Este domingo 4 de junio el Perú debe escoger en su segunda ronda entre el socialdemócrata Alan García y el nacionalista Ollanta Humala. La decisión que allá se tome inclinará la balanza a favor de uno de los dos modelos izquierdizantes que se vienen dando en Suramérica: el del eje de Bolivia y Venezuela con Cuba y el que componen los mandatarios centroizquierdistas de la otra C.U.B.A. (Chile, Uruguay, Brasil y Argentina). Las elecciones peruanas son singulares en la región pues apuntan a dar el triunfo a quien quedó segundo en la primera ronda, algo que no ha pasado en ninguna de las elecciones suramericanas de esta década.
García, quien apenas obtuvo el 20.4% de los votos emitidos en la primera vuelta del 9 de abril, aparece como favorito. Después de haber recibido el peor porcentaje electoral que haya obtenido en su historia ahora podrá conseguir la mayor votación que jamás haya tenido su Partido Aprista. Humala, por su parte, ante el hecho que el escenario no se haya polarizado como en Bolivia en 2005 o Ecuador en 2002 entre derecha e izquierda, no ha podido jugar como Lucio Gutiérrez moderándose para captar al centro, sino que ha sido empujado a radicalizarse y acercarse al eje Venezuela-Bolivia-Cuba incentivando un discurso nacionalista y anti-sistema destinado a buscar entusiasmar a los sectores más pobres.
García ha mostrado el fantasma del chavismo para buscar concitar el apoyo de los partidos que van del centro a la derecha y que obtuvieron un 36% en la primera ronda.

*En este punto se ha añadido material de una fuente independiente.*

PR #14480, opened 2025-07-07
Move fragment preservation test to directly test our redirect handling logic

jtfmumm:
When [updating](https://github.com/astral-sh/uv/pull/14475) to the latest `reqwest` version, our fragment propagation test broke. That test was partially testing the `reqwest` behavior, so this PR moves the fragment test to directly test our logic for constructing redirect requests.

Así, Vargas Llosa, el presidente Toledo y el ex dictador Fujimori han mostrado sus preferencias por él antes que por Humala pues creen que García ha cambiado y puede mantener muchos aspectos del modelo pro-libre mercado instaurado en 1990.
Tanto García como Humala son centroizquierdistas que reivindican el mercado y la democracia multipartidaria , que se reclaman nacionalistas pero opuestos a estatizaciones y que prometen dar agua a los pobres, mejores condiciones laborales y erradicar el hambre y el analfabetismo. Sin embargo, el primero es más proclive a seguir el ejemplo de la socialdemocracia “moderada” que acepta y promueve el libre comercio y privatizaciones (aunque manteniendo cierto proteccionismo social), mientras que el segundo es hostil al TLC, busca renegociar los contratos con las multinacionales y es más vulnerable a las presiones del evo-chavismo. Existe la posibilidad que los votos nulos y blancos sean una suerte de tercer candidato (en la primera ronda superaron el 16.3%, la cifra más alta en elecciones recientes en la región).
Un eventual gobierno de García tendría la debilidad de ganar con votos prestados, contando con la segunda bancada y estando bajo la presión del humalismo. Humala ganaría aunque perdiese pues podría consolidar su partido y convertirse en un factor de presión que moldee al nuevo gobierno. Si bien no es lo más probable, podría triunfar aunque su gobierno contaría con una fuerte oposición en el congreso, la media y el empresariado, con lo que estaría obligado a transar o preparar las condiciones para hacerse del poder contando con apoyo de organismos sociales y sectores castrenses.